One number is the full answer: how many lines in the records contain the word "package"?

── Task inputs ──

PR #138, opened 2019-03-08
Add Ensemble Model Config Validation and Unit Tests

GuanLuo:


src/core/utils.cc
```diff
@@ -37,6 +38,252 @@
...
+  TensorNode(std::string model, DataType type, DimsList dims)
+      : model_name(model), type(type), dims(dims), ready(false)
+  {
+  }
+
+  std::string model_name;
+  DataType type;
+  DimsList dims;
+  bool ready;
+  std::vector<struct TensorNode*> prev_nodes;
```
deadeyegoodwin: You shouldn't need the "struct" here or below.

src/core/utils.cc
```diff
@@ -37,6 +38,252 @@
 
 namespace nvidia { namespace inferenceserver {
 
+namespace {
```
deadeyegoodwin: These first set of functions should go in a new file, called "ensemble_utils.cc". Can you rename utils -> model_config_utils. In model_config_utils you should have the validation for a model config that can be performed in isolation (with just the one config). So you can have some validation on the structure of the Step inputs and outputs and their naming, etc. For the ensemble_utils routines those can only be used once all model configs are loaded and will need to be re-run whenever models are loaded and unloaded... That will probably have to happen in the ModelConfigManager. Not needed for this change since you can call directly in the unit tests, but something to think about.

src/core/utils.cc
```diff
@@ -328,6 +582,30 @@ ValidateModelConfig(
         "expected model of type ", expected_platform, " for ", config.name());
   }
 
+  // Validate ensemble schudling first as it will make other validations
```
deadeyegoodwin: Fix comment to align with below changes.

src/servables/trtis/BUILD
```diff
@@ -0,0 +1,60 @@
+# Copyright (c) 2019, NVIDIA CORPORATION. All rights reserved.
```
deadeyegoodwin: Name this directory /src/servables/ensemble

src/test/model_config_test_base.cc
```diff
@@ -1,4 +1,4 @@
-// Copyright (c) 2018, NVIDIA CORPORATION. All rights reserved.
```
deadeyegoodwin: Are you missing some of the "simpler" tests? Like what if an undefined ensemble tensor name is specified, what if a model input or output is not used, what if a tensor (ensemble or output) is assigned to multiple times, etc.

src/core/model_config_utils.cc
```diff
@@ -382,48 +385,233 @@ ValidateModelConfig(
...
+  // Check redundant ensemble tensors
+  for (const auto& tensor : tensors) {
+    // skip ensemble outputs as they have been check and can have no next nodes
+    if (outputs.find(tensor.first) != outputs.end()) {
+      continue;
+    }
+    if (!tensor.second.ready) {
+      return tensorflow::errors::InvalidArgument(
+          "ensemble tensor ", tensor.first,
+          " is redundant as no data will be written to it under optimistic "
```
deadeyegoodwin: What is "optimistic assumption"?

src/servables/ensemble/BUILD
```diff
@@ -0,0 +1,61 @@
...
+# PROFITS; OR BUSINESS INTERRUPTION) HOWEVER CAUSED AND ON ANY THEORY
+# OF LIABILITY, WHETHER IN CONTRACT, STRICT LIABILITY, OR TORT
+# (INCLUDING NEGLIGENCE OR OTHERWISE) ARISING IN ANY WAY OUT OF THE USE
+# OF THIS SOFTWARE, EVEN IF ADVISED OF THE POSSIBILITY OF SUCH DAMAGE.
+
+package(
+    default_visibility = ["//visibility:public"],
+)
+
+load("@protobuf_archive//:protobuf.bzl", "cc_proto_library")
```
deadeyegoodwin: not needed

src/core/model_config_utils.cc
GuanLuo: It means not considering conditionals, just assuming all nodes will be run if the inputs are ready.

deadeyegoodwin: We don't have any conditionals yet so it makes the error message confusing. The error messages will be important to help users understand why their config is not correct. So write them as accurately and helpfully as possible given the capabilities we have right now.

PR #143, opened 2019-03-08
Add stub ensemble backend

GuanLuo:


src/servables/ensemble/ensemble_bundle.proto
```diff
@@ -0,0 +1,37 @@
...
+syntax = "proto3";
+
+package nvidia.inferenceserver;
+
+// Config proto for EnsembleBundleSourceAdapter.
+message EnsembleBundleSourceAdapterConfig
+{
+  // An variable to store pointer to inference server, which will be used
+  // in ensemble scheduler
+  uint64 inference_server = 1;
```
deadeyegoodwin: Is uint64 the supported way to pass a pointer via protobuf. Generally that is bad practice...

GuanLuo: No, protobuf doesn't provide any instruction on storing pointers, maybe using "bytes" if we still want to passing the pointer via protobuf.

Another way is adding a new setter function in InferenceBackend and passing the pointer before calling `Run()`

src/core/server.cc
```diff
@@ -806,6 +806,7 @@ InferenceServer::HandleInfer(
     OnCompleteInferRPC();
   };
 
+  backend->Backend()->SetInferenceServer(this);
```
deadeyegoodwin: You should put a comment here: "Need to set 'this' in each backend even though it is redundant after the first time. Once we remove TFS dependency we can construct each backend in a way that makes it directly aware of the inference server"

deadeyegoodwin:
@GuanLuo You need to manually rebase this to master before it can be merged.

───

Answer space:
2